The average annual salary for a professional baseball player is just over $3 million. But Major League Baseball is once again under scrutiny from the U.S Department of Labor over the issue of whether the big leagues properly pay the little guys.

Four teams have been called out by the department: The Miami Marlins, the San Francisco Giants, the Oakland Athletics, and the Baltimore Orioles.

Currently only two of those four teams are actively under investigation by the United States Labor Department: The San Francisco Giants and the Miami Marlins.

Myron Levin is the Executive Editor of Fair Warning, a nonprofit online publication that investigates health, safety and labor concerns. He says the issues these MLB teams are having with the Department of Labor are over required minimum wage, overtime, and the compensation of interns.

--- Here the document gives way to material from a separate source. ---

PR #414, opened 2020-07-22
CF Reader and Temporal Reduction Modifications for ARTMIP Averaging

taobrienlbl:
* ~~Fixes potential typecast bug in temporal reduction~~
* Adds option to override time attributes/values even when time variable is specified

“When you have to work 11 hours, if it’s $55 that you’re getting, you’re not getting minimum wage. The federal minimum is 7 and a quarter, in California and some other places it’s higher,” Levin said. “And they’re not getting overtime. In a week that you work more than 40 hours, you’re supposed to receive time and half of your regular pay–overtime pay–and they’re not getting that.”

Regarding the practices, a senior MLB Wage and Hour official stated last summer:

“What I need to be able to do is explain… exactly how we are working collaboratively to ensure that other franchises are moving toward compliance.”